Juarez Machado/Juarez Machado/GES
Prédio está abandonado há 22 anos
Um problema que se arrasta há mais de 20 anos tem trazido medo aos moradores do bairro Vila Rosa. Um prédio abandonado na esquina das ruas Magalhães Calvet e Cristóvão Colombo é o maior causador da sensação de insegurança para quem vive próximo dali.

A construção inacabada foi invadida por moradores de rua, usuários de drogas e suspeitos de cometerem pequenos delitos. Do alto do edifício, alguns atiram pedras e garrafas pets que quebram telhados e danificam veículos.

Além disso, o espaço foi utilizado por muito tempo como um depósito de lixo. Quem vive nos arredores do imóvel não esconde que está acuado, com receio de deixar a casa sozinha ou de ser agredido quando caminha pela rua. A reportagem do Jornal NH esteve no local na manhã desta terça-feira (5) e conversou com algumas pessoas que relataram as situações de pavor, mas não quiseram se identificar com medo de sofrer represália.

Portas chumbadas e térreo

GES
Pessoas na parte superior do prédio
Ao visitar o endereço na manhã desta terça, a reportagem encontrou um cenário diferente em relação às outras vezes que esteve no mesmo local. Não havia acúmulo de lixo ao redor do prédio e as portas de ferro que dão acesso à área interna estavam chumbadas. Já na parte do térreo, onde há um cercamento de concreto, foram colocadas grades de ferro para impedir o acesso de pessoas pelo vão livre. Também não foi vista nenhuma pessoa no interior do edifício.

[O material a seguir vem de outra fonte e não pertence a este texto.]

PR #1342, opened 2026-08-04
Stop linking testify into production binaries via testsignal

e-yavuz-1:
`testsignal` is production code — its own doc comment says it's designed to have "minimal impact on the production code that calls into it" — but it imported `riversharedtest` for a single function, `WaitTimeout`.

Go initializes every imported package, so nothing in that graph can be eliminated by the linker. The result is that testify, go-spew, goleak, and yaml end up in every binary that uses River. Measured with `go tool nm -size` on a minimal program importing `river` and `riverdriver/riverpgxv5`:

    github.com/stretchr/testify  18 symbols / 1168 bytes
    github.com/davecgh/go-spew   11 symbols / 1312 bytes
    go.uber.org/goleak            8 symbols /  896 bytes
    gopkg.in/yaml                22 symbols / 4320 bytes
    riversharedtest              13 symbols / 2248 bytes

`WaitTimeout` depends only on `os` and `time`, so move it to `rivershared/util/testutil`, which `testsignal` already imports and which has no dependencies outside the standard library. `riversharedtest.WaitTimeout` stays as a wrapper so no public API changes, and its two internal callers, `WaitOrTimeout` and `WaitOrTimeoutN`, are untouched. Its test moves alongside the implementation.

After the move, the same program links no testify, go-spew, goleak, yaml, or riversharedtest symbols at all: 951 fewer symbols and 957 KB less binary.

### DIFF
--- a/CHANGELOG.md
+++ b/CHANGELOG.md
@@ -11,6 +11,10 @@ and this project adheres to [Semantic Versioning](https://semver.org/spec/v2.0.0
 
 - Added `JobListParams.TagsAll` and `JobListParams.TagsAny` for filtering jobs that match every or any exact tag, respectively. [PR #1339](https://github.com/riverqueue/river/pull/1339).
 
+### Fixed
+
+- `testsignal` no longer imports `riversharedtest`, so testify, go-spew, and goleak are no longer linked into production binaries that use River. `WaitTimeout` moved to `rivershared/util/testutil`, with `riversharedtest.WaitTimeout` kept as a wrapper around it.
+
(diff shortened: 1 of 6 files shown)


brandur:
@e-yavuz-1 Dang great find. Do you think could sign our CLA? https://github.com/riverqueue/rivercla

Otherwise, LGTM.

brandur:
Also adding #1343 for a more structural fix by checking for this problem during linting.

e-yavuz-1:
@brandur CLA signed.

brandur (approved):

PR #1343, opened 2026-08-04
Don't allow `testsignal` to pick up non-stdlib dependencies

brandur:
This one's aimed at producing a more permanent structural fix for #1342
by keeping an eye out for the same problematic condition using the
depguard lint. As a summary of the problem corrected by #1342:

* We use the `testsignal` package in all kinds of non-test code, so
  packages including River always build against it.

* `testsignal` was importing `riversharedtest`, which imports Testify,
  Goleak, YAML (through Testify).

* This was causing all packages built against River to pick up an extra
  ~10 kB worth of dependencies in their production builds, which is bad.

Here, add some new rules for depguard:

* Don't allow test packages like Goleak or Testify to be imported by any
  non-test Go files. We make an exception for internal test support
  packages like `riverdbtest` and `riverdrivertest`.

* Don't allow `testsignal` to have any dependencies beyond stdlib and
  `testutil`.

* Don't allow `testutil` to have any non-stdlib dependencies. This rule
  is so that `testsignal` doesn't pick up unexpected dependencies
  transitively through `testutil`.

### DIFF
--- a/.golangci.yaml
+++ b/.golangci.yaml
@@ -52,6 +52,28 @@ linters:
             - desc: Don't use `riverinternaltest` package outside of test environments.
               pkg: github.com/riverqueue/river/internal/riverinternaltest
 
+        # The next two blocks have the same intent: don't allow testsignal,
+        # which is used in non-test code, to have non-stdlib dependencies.
+        # Previously, we ran into a problem where it was accidentally importing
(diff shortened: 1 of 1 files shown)


brandur:
Lint currently failing due to https://github.com/riverqueue/river/pull/1342 not being merged yet.

bgentry (approved):

PR #232, opened 2023-03-24
Refactors to draft/live functionality and associated tests

lfdebrux:
While working on https://trello.com/c/845sNCtW I found there were a bunch of things that it would be good to clean up in our models to make it easy to tell when a form had a draft version and/or a live version.

I've split those changes out into a separate PR, to break things up a bit.

- It was hard to write model specs that change a form or a page while doing the same bookkeeping as the controllers, we move that business logic into a new `FormUpdateService`
- The datetime stamps for live_at and made_live_forms.last weren't consistent with the updated_at of the form, so we couldn't compare reliably
- The logic for creating a JSON form blob was scattered all over in our code and in our specs, we restore the `snapshot` method to bring it all into one place

Those are the major ones, there are also some small tweaks I snuck in as well ;)

### DIFF
--- a/app/controllers/api/v1/pages_controller.rb
+++ b/app/controllers/api/v1/pages_controller.rb
@@ -9,8 +9,7 @@ class Api::V1::PagesController < ApplicationController
   def create
     new_page = form.pages.new(page_params)
 
-    if new_page.save
-      form.update!(question_section_completed: false)
+    if new_page.save_and_update_form
       render json: { id: new_page.id }, status: :created
     else
       render json: new_page.errors.to_json, status: :bad_request
@@ -24,8 +23,7 @@ class Api::V1::PagesController < ApplicationController
   def update
     page.assign_attributes(page_params)
 
-    if page.save
-      form.update!(question_section_completed: false)
+    if page.save_and_update_form
       render json: { success: true }.to_json, status: :ok
     else
       render json: page.errors.to_json, status: :bad_request
@@ -33,8 +31,7 @@ class Api::V1::PagesController < ApplicationController
   end
 
   def destroy
-    page.destroy!
-    form.update!(question_section_completed: false)
+    page.destroy_and_update_form!
     render json: { success: true }.to_json, status: :ok
   end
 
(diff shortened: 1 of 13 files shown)


app/controllers/api/v1/pages_controller.rb
```diff
@@ -24,7 +24,7 @@ def show
   def update
     page.assign_attributes(page_params)
 
-    if page.save
+    if FormUpdateService.save_page(page)
```
aliuk2012: Not sure I follow the difference here,

app/models/form.rb
```diff
@@ -20,6 +20,10 @@ def draft_version
     snapshot.to_json
   end
 
+  def live_at
+    return made_live_forms.last.created_at
+  end
```
aliuk2012: Could we add a test for this?

app/service/form_update_service.rb
```diff
@@ -0,0 +1,23 @@
...
+      form.save
+    end
+
+    def update(form, **options)
+      form.update(**options)
+    end
+
+    def destroy!(form)
+      form.destroy!
+    end
```
aliuk2012, line 13: not sure I'm following this service. It feels like we just trying to duplicate what ActiveRecord already gives us.

lfdebrux: @thomasiles @aliuk2012 and I discussed and agreed a different approach, see [64290fa](https://github.com/alphagov/forms-api/pull/232/commits/64290fa4f14a8225abe7319025a7eaddc68682a5).

app/models/form.rb
lfdebrux: Done!

app/controllers/api/v1/pages_controller.rb
lfdebrux: @thomasiles @aliuk2012 and I discussed and agreed a different approach, see [f1061ed](https://github.com/alphagov/forms-api/pull/232/commits/f1061edc2712004b5f1532e8982fae9bf901c3bd).

aliuk2012 (approved):
Some good refactors and I like the reintroduction of "snapshots". 👍

PR #258, opened 2023-04-27
Add routing warnings - Go To page doesn't exist

aliuk2012:

This is the first time that `forms-api` will be returning custom errors for the client to handle.  This PR adds a new method called `validation_errors` which dynamically evaluates the data when it is called to check if the route is valid. If it is not then it returns an object with a shorthand human readable error. `forms-admin` will use this value to look up the full user friendly error description. We did this because `forms-api` would not know what language the `forms-admin` is using without us also including the language in every request. 

```json
  {
      "id": 33,
      "check_page_id": 4,
      "routing_page_id": 4,
      "goto_page_id": 12,
      "answer_value": "Cat",
      "created_at": "2023-04-25T09:14:55.978Z",
      "updated_at": "2023-04-28T10:49:27.283Z",
      "skip_to_end": false,
      "validation_errors": [
          {
              "name": "goto_page_doesnt_exist"
          }
      ]
  }

```

Trello card: https://trello.com/c/tcKng6uH/694-add-go-to-page-does-not-exist-error-to-conditions-in-api

#### Checklist

  - [ ] README.md
  - [ ] Elsewhere (please link)

### DIFF
--- a/app/models/condition.rb
+++ b/app/models/condition.rb
@@ -14,4 +14,16 @@ class Condition < ApplicationRecord
   def destroy_and_update_form!
     destroy! && form.update!(question_section_completed: false)
   end
+
+  def validation_errors
+    [warning_goto_page_doesnt_exist].compact
+  end
+
+  def warning_goto_page_doesnt_exist
+    page = form.pages.find_by(id: goto_page_id)
+    return nil if page.present?
+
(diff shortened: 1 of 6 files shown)


DavidBiddle (approved):
Looks good! 🎉

PR #262, opened 2023-05-03
Fix live_at Time

danworth:
Specifies the order for made_live_forms so that the ordering and selection of the latest version with ActiveRecord.last function correctly selects the latest version based on the created_at time. Without this the ordering is inconsistent because the resulting `SELECT` statement does not include an `ORDER BY` clause; postgres will varying the order of returned rows without an `ORDER BY` clause due to the `synchronize_seqscans` optimisation.

Updates the integration tests to create multiple live versions and ensure the returned `live_at` is based upon the created_at time of the latest version.

### NOTES ###
Tested this locally and by deploying the branch to AWS dev. The `live_at` times are now consistent and consistently reflect the latest live version (note that this inconsistency was also present against the same data base but was more prevalent when comparing results form different databases e.g. PaaS vs AWS). 

The resulting SQL statement correctly includes the `ORDER BY` clause
```
  MadeLiveForm Load (3.1ms)  SELECT "made_live_forms".* FROM "made_live_forms" WHERE "made_live_forms"."form_id" = $1 ORDER BY "made_live_forms"."created_at" ASC  [["form_id", 144]]
```

### DIFF
--- a/app/models/form.rb
+++ b/app/models/form.rb
@@ -2,7 +2,7 @@ class Form < ApplicationRecord
   has_paper_trail
 
   has_many :pages, -> { order(position: :asc) }, dependent: :destroy
-  has_many :made_live_forms, dependent: :destroy
+  has_many :made_live_forms, -> { order(created_at: :asc) }, dependent: :destroy
 
   validates :org, :name, presence: true
   def start_page
--- a/spec/models/form_spec.rb
+++ b/spec/models/form_spec.rb
@@ -148,9 +148,13 @@ RSpec.describe Form, type: :model do
       expect(form.live_at).to be_nil
     end
 
-    it "returns the time when the form was made live" do
-      made_live_form = create :made_live_form
-      expect(made_live_form.form.live_at).to eq made_live_form.created_at
+    it "returns the created_at time of the latest live version" do
+      form = create :form
+      _first_live_version = form.make_live!
+      _second_live_version = form.make_live!
+      third_live_version = form.make_live!
+
+      expect(form.live_at).to eq third_live_version.created_at
     end
   end
 


app/models/form.rb
```diff
@@ -2,7 +2,7 @@ class Form < ApplicationRecord
   has_paper_trail
 
   has_many :pages, -> { order(position: :asc) }, dependent: :destroy
-  has_many :made_live_forms, dependent: :destroy
+  has_many :made_live_forms, -> { order(created_at: :asc) }, dependent: :destroy
```
lfdebrux, line 5: I'm wondering about the timing implications of this... might be premature optimisation, but could we use the primary key instead of `created_at`?

danworth: I'm weary of using primary keys for this ordering because although that would order them in some semblance of insertion (and be quicker query) I don't think we necessarily want that, for example [`make_live` accepts a `live_at`  time](https://github.com/alphagov/forms-api/blob/main/app/models/form.rb#L12) which is then set as the `created_at` time on the live version. This implies that the order needs to be by `created_at` since we could insert a new version with a higher primary key yet with an earlier `created_at`. Also using the primary key for sorting makes this kind of data migration harder because the keys have to align to guarantee the same order. I think it makes sense to use something within our domain model to control the order rather than table primary keys.

I think `created_at` is a bit ambiguous to me, but it seems to be taken as the time the version was created, rather than the time the row was created in the database given how we set it ourselves. I'm not as close to this domain model but from what I understand the `created_at` seems to be the attribute to order on. If query performance suffers we can add an index to the `created_at` column?

lfdebrux: Yeah, the `created_at` time is supposed to represent the time the version was made live, so it is the right thing to order on. I take your point about `make_live!` accepting a time, I had forgotten that. In our domain model we were expecting that rows in the `made_live_forms` would be immutable and only be created with `live_at` at set to now in the future, but we haven't enforced that.

I understand about the option about making an index, at this point without much in the way of performance metrics it's hard to tell though whether that would help or hinder right? I guess though in this case since we're going to be inserting rarely we probably don't need to worry about slowdown due to that...

lfdebrux: I'll approve this PR as-is and maybe we can create a tech debt ticket or something to look at this again in future.

lfdebrux (approved):

app/models/form.rb
danworth: Thanks Laurence, this was an interesting read https://www.postgresql.org/docs/current/indexes-ordering.html. I was curious so I had a noodle on a local postgres instance.
After creating an index on `created_at` 
```
forms-api=# CREATE INDEX index_made_live_forms_on_created_at ON made_live_forms USING BTREE (created_at ASC NULLS LAST);
```

postgres won't use it, instead preferring to do a separate sort by operation
```
forms-api=# EXPLAIN SELECT * FROM made_live_forms WHERE form_id = 144 ORDER BY created_at ASC;
                               QUERY PLAN
-------------------------------------------------------------------------
 Sort  (cost=10.67..10.68 rows=3 width=1393)
   Sort Key: created_at
   ->  Seq Scan on made_live_forms  (cost=0.00..10.65 rows=3 width=1393)
         Filter: (form_id = 144)
(4 rows)
```

if I force postgres to use it with `forms-api=# set enable_sort=off;` then it does use the index but the total cost is higher (the second number after the `..`)
```
forms-api=# EXPLAIN SELECT * FROM made_live_forms WHERE form_id = 144 ORDER BY created_at ASC;
                                                  QUERY PLAN
---------------------------------------------------------------------------------------------------------------
 Index Scan using index_made_live_forms_on_created_at on made_live_forms  (cost=0.14..24.16 rows=3 width=1393)
   Filter: (form_id = 144)
(2 rows)
```

I'm by no means an expert on this and it was on a local instance of postgres which might not have the parameters or setup as our AWS/PaaS servers but I think its ok to go with as-is and keep an eye on query performance later on.

lfdebrux: Awesome work, thanks for doing that! That is a really interesting result.

PR #264, opened 2023-05-04
Align Github Workflow Across Apps

danworth:
This commit aligns the ruby on rails workflow with out other apps. The matrix testing of Ruby versions was not being used since it contained a single version and it is simpler to use the standard ruby/setup-ruby workflow which will install the version of ruby in the .ruby-version file.

Makes our CI workflow for repo apps consistent between our apps.
See also: 
https://github.com/alphagov/forms-admin/pull/417
https://github.com/alphagov/forms-runner/pull/311


aliuk2012 (approved):

.github/workflows/test.yml
```diff
@@ -36,24 +29,22 @@ jobs:
     env:
       ENV: "test"
```
lfdebrux, line 30: I wonder why this isn't `RAILS_ENV` 🤔 I guess it works though?

lfdebrux (approved):
Big improvement, thanks

PR #269, opened 2023-05-10
Warn users if a route that is the next page

aliuk2012:

The API needs to calculate whether the page being directed to is going to result in at least one question page being skipped - otherwise, the route will, regardless of the condition being triggered, simply go on to the next page. This isn’t a breaking error necessarily, but it does represent a trivial condition being in place

Trello card: https://trello.com/c/K57UF6bv/738-add-routing-goes-to-the-next-page-error-to-conditions-in-api

#### Checklist

  - [ ] README.md
  - [ ] Elsewhere (please link)

### DIFF
--- a/app/models/condition.rb
+++ b/app/models/condition.rb
@@ -19,6 +19,7 @@ class Condition < ApplicationRecord
     [
       warning_goto_page_doesnt_exist,
       warning_answer_doesnt_exist,
+      warning_routing_to_next_page,
     ].compact
   end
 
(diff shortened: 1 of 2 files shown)


app/models/condition.rb
```diff
@@ -36,6 +37,17 @@ def warning_answer_doesnt_exist
     { name: "answer_value_doesnt_exist" }
   end
 
+  def warning_routing_to_next_page
+    return nil if check_page.nil? || goto_page.nil?
+
+    routing_page_position = check_page.position
+    goto_page_position = goto_page.position
+
+    return { name: "cannot_route_to_next_page" } if goto_page_position == (routing_page_position + 1)
```
SamJamCul, line 46: Do we have a different warning that we'll use for routing to the CYA from the final page? It's possible that we could incorporate that check into this warning - or build another warning that can handle stuff to do with CYA routes

SamJamCul (approved):
Looking good, just a question about the CYA version of this

app/models/condition.rb
aliuk2012: Good question, I think this is something we will need to pick up when we add CYA as an option to the goto pages. CYA is very different from other pages as the concept doesn't really exist in our data model, this is why I think we need to pick it up as another ticket.

PR #270, opened 2023-05-10
Warn users if their route ends up creating an endless loop

aliuk2012:

The API needs to calculate the whether the routing for a given condition makes sense from a sequencing perspective. That is, the question that’s being checked takes place before the question that’s being directed to. This should only happen when a user reorders questions.

Trello card: https://trello.com/c/iFDqUmDc/739-add-question-routing-is-out-of-sequence-error-to-conditions-in-api

#### Checklist

  - [ ] README.md
  - [ ] Elsewhere (please link)


DavidBiddle (approved):
Looks good to me :tada:

PR #283, opened 2023-06-02
Add creator to form

jamie-o-wilkinson:
We want to be able to give new users a ‘trial’ role so they have permissions to do a limited number of things while deciding whether GOV.UK Forms is a good fit for their team.

In order for a user of forms-admin with the trial user to see only forms they have created, we need to add creator data to the form model in forms-api, and allowing querying by creator.

Trello card:
https://trello.com/c/Bfl4ckBp

#### Checklist

- [N/A] I've updated the documentation in (If any documentation requires updating)
  - [N/A] README.md
  - [N/A] Elsewhere (please link)


app/controllers/api/v1/forms_controller.rb
```diff
@@ -1,8 +1,11 @@
 class Api::V1::FormsController < ApplicationController
   def index
     org = params[:org]
+    creator = params[:creator]
     forms = if org.present?
               Form.where(org:)
+            elsif creator.present?
+              Form.where(creator:)
```
lfdebrux, line 8: With the api we're presenting, where you can have query params `creator` or `org`, I'd kind of expect that doing a query `/forms?org=test-org&creator=test-user` would give me forms that were created by the user in that org. Is that something we can support?

aliuk2012: I'm not keen on how we currently structure this index endpoint. Its a pity we dont have orgs stored in forms-api then we could do `/organisation/:org_id/forms` to return all forms for an organisation. 

for trial users, I'm assuming they wouldn't have an org? either way maybe some of the restricting if they should see the forms should be in the forms-admin form pundit policy.

jamie-o-wilkinson: Yeah that does sound neater for org access @aliuk2012. How do you imagine accessing all forms created by a given user would work alongside that?

Currently (on my branch) the form-policy in forms-admin checks for if the current user has the trial role, and then queries by creator instead of by org.

jamie-o-wilkinson: @lfdebrux I think it would be another (nested) condition in the logic for that endpoint. It does start to get a little messy at that point though

jamie-o-wilkinson: @lfdebrux and @aliuk2012 I've updated this slightly so that it supports filtering by `org` and/or `creator_id` using scopes defined on the Form model. I thought this looked cleaner than adding nested logic to the `index` action. Let me know what you think!

I decided not to go down the route of the wider refactor of using different endpoints as we discussed @aliuk2012 since at this point we still only have the 2 fields we're querying by and felt like it might be overkill for this bit of work, though if we add a concept of "team" in the future it might be a good time.

app/controllers/api/v1/forms_controller.rb
```diff
@@ -1,11 +1,11 @@
...
   def index
     org = params[:org]
-    forms = if org.present?
-              Form.where(org:)
-            else
-              Form
-            end
+    creator_id = params[:creator_id]
+
+    forms = Form.where(nil)
```
lfdebrux, line 6: I don't understand this 😅 Is this the same as `Form.all`?

app/controllers/api/v1/forms_controller.rb
```diff
@@ -1,11 +1,11 @@
...
+    forms = forms.filter_by_org(org) if org.present?
+    forms = forms.filter_by_creator_id(creator_id) if creator_id.present?
```
lfdebrux, line 8: This is very neat! 🙌

lfdebrux (approved):

app/controllers/api/v1/forms_controller.rb
jamie-o-wilkinson: Yes, yes it is! I'm using that instead now 🙃

lfdebrux (approved):

PR #284, opened 2023-06-02
Delete conditions when changing answer settings

SamJamCul:
We want to ensure that conditions that check against selection questions only exist so long as only one option can be selected. It's currently not possible to set up conditions against selections that can have multiple options, so if that change is made, conditions relying on the page will be destroyed.

This also refactors deleting conditions when the answer type changes, so that the check_conditions are removed. This is currently identical to removing the routing_conditions, but in the future we may differentiate between them.

Trello card:

#### Checklist

  - [ ] README.md
  - [ ] Elsewhere (please link)


spec/models/page_spec.rb
```diff
@@ -70,25 +71,43 @@
...
+        it "deletes any conditions" do
+          page.answer_settings["only_one_option"] = "0"
+          page.save_and_update_form
+          expect(page.reload.check_conditions).to be_empty
+        end
+      end
+
+      context "when the answer settings change while still restricting to only one option" do
+        it "does not delete any conditions" do
+          page.question_text = "what is going on?"
```
aliuk2012, line 108: Isn't this change the question text not the answer settings options?

SamJamCul: sorted, thanks for the suggestion!

PR #286, opened 2023-06-09
Prevent error when 'None of the above' is the routing answer

DavidBiddle:
Stops a validation error appearing incorrectly when 'None of the above' is the routing answer. The error will still appear if "None of the above' is not enabled as an option in the seleciton settings page.

Trello card: https://trello.com/c/uqnosctc/826-choosing-none-of-the-above-answered-as-should-not-display-a-validation-error

#### Checklist

  - [n/a] README.md


jamie-o-wilkinson (approved):
Looks good 🎉

PR #290, opened 2023-06-19
Add shell command trace to container run command

lfdebrux:
It is useful when looking at startup logs to be able to know what command was run, to understand the context of the log outputs.

See https://github.com/alphagov/forms-admin/pull/498 for more details.

### DIFF
--- a/Dockerfile
+++ b/Dockerfile
@@ -47,4 +47,4 @@ COPY --chown=ruby:ruby --from=build /app /app
 
 EXPOSE 9292
 
-CMD ["/bin/sh", "-c", "rake db:migrate && rails s -b 0.0.0.0 -p 9292"]
+CMD ["/bin/sh", "-o", "xtrace", "-c", "rake db:migrate && rails s -b 0.0.0.0 -p 9292"]


Dockerfile
```diff
@@ -47,4 +47,4 @@ COPY --chown=ruby:ruby --from=build /app /app
 
 EXPOSE 9292
 
-CMD ["/bin/sh", "-c", "rake db:migrate && rails s -b 0.0.0.0 -p 9292"]
+CMD ["/bin/sh", "-o", "xtrace", "-c", "rake db:migrate && rails s -b 0.0.0.0 -p 9292"]
```
danworth, line 50: I'm a little bit wary of this because its like leaving a debug statement in production code.  Although its probably unlikely I'm not certain that either now or in the future that there isn't some exceptional scenario in which xtrace could spit something out to the logs that we wouldn't want it to but perhaps I'm being overly cautious.

I wonder if there are other ways to address the visibility or understanding of what happens when our apps start? I think the essential thing to know is that it runs the migration and then starts the server as it does on PaaS today. 

Separately to this, we need to address the issue of two tasks starting and trying to run the migration at the same time (the last one to begin is denied, exits, then replaced which is unideal) and we might end up with a start.sh style script which would we could `echo` out some help logs.

lfdebrux: > I'm a little bit wary of this because its like leaving a debug statement in production code. Although its probably unlikely I'm not certain that either now or in the future that there isn't some exceptional scenario in which xtrace could spit something out to the logs that we wouldn't want it to but perhaps I'm being overly cautious.

Hmm, I see what you're saying, but it does seem unlikely... What sort of things do we not want logged?

> I wonder if there are other ways to address the visibility or understanding of what happens when our apps start? I think the essential thing to know is that it runs the migration and then starts the server as it does on PaaS today.

So for me I thought this would help in making it absolutely clear what commands ran for a particular execution. When we were debugging issues with the migration it was hard to know if the migration command was running as expected, because there is no output if there is no migration to run. So while we knew what command to expect from reading the Dockerfile, I was wondering if we was looking at the right file (or the right version of the file), or if the command is being overridden, or even if the command did run but the logs were missing some of the output...

> Separately to this, we need to address the issue of two tasks starting and trying to run the migration at the same time (the last one to begin is denied, exits, then replaced which is unideal) and we might end up with a start.sh style script which would we could echo out some help logs.

I was thinking that once we were on AWS fully this would be something we would deal with in the deploy pipeline, rather than in the app definition. That seems simpler to me, what do you think?

danworth (approved):
I'm probably being overly cautious due to seeing -x causing issues when left in elsewhere. We'll need to keep it in mind should the command change. If this helps people more quickly understand what's happening from the logs then it seems like a positive change. I'll go through the container start up process and how to figure out what version of code is in any environment with the team too.

Thanks for your patients Laurence 👍

PR #436, opened 2024-02-01
Remove page_order column from forms table

aliuk2012:
This column is obsolete and was created before Jan 2023 when forms-api was not using rails. It was initial created to start an array of page ids in a particular order but when we moved over to rails we switched over to using acts_as_a_list gem which handled positing and ordering of associated records. I checked in forms-admin adn forms- runner and none of the code uses it nor does any newish form include it.
Trello card: 


thomasiles (approved):
nice one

Mas os resquícios de que o espaço foi invadido são visíveis. Há restos de roupas, calçados, garrafas e latas e bebida, além de tocos de cigarro e inúmeras embalagens de preservativos. Na parede, que fica ao lado da Rua Cristóvão, os tijolos foram quebrados em determinados pontos, dando a impressão de que a estrutura é escalada, para assim se ter acesso ao próximo andar, garantindo a entrada no prédio. Já no asfalto e na calçada, cacos de tijolos e de restos de construção dão pistas de que objetos são arremessados do alto da construção.

O drama dos moradores

Diariamente, quem vive nos arredores do prédio observa o vai e vem de gente de todas as idades e classes sociais no interior do local. Um morador conta que, com a greve das escolas estaduais, muitos estudantes também eram vistos no endereço. Um vendedor aposentado de 64 anos precisou consertar a cobertura da casa porque várias telhas já foram quebradas. “A gente não sai de casa com medo do que pode acontecer”, desabafa. Outra moradora comenta que, além da questão da segurança de quem tem endereço fixo no Vila Rosa, a integridade física dos próprios invasores está em jogo. “Eles se penduram nas beiradas e a gente fica com o coração na mão, achando que vai cair a qualquer momento. Pode acontecer uma tragédia”, diz.


Já foi notíciaJá foi notíciaEntenda o caso

O edifício está abandonado há cerca de 22 anos. Uma construtora comprou o terreno e, em parceria com outra empresa, vendeu os apartamentos. Mas a obra foi hipotecada junto a um banco para captar recursos. Como a dívida não foi paga, o banco se tornou o credor hipotecário do prédio, e os condôminos que compraram apartamentos ficaram sem receber imóvel nenhum. A situação é discutida na Justiça por banco e condôminos desde 2003.

Procurada pela reportagem, a Brigada Militar não se manifestou a respeito. A prefeitura afirmou, em comunicado, que "não há novidades sobre este assunto, pois ainda aguarda-se a manifestação do STF com relação a responsabilidade dos sucessores".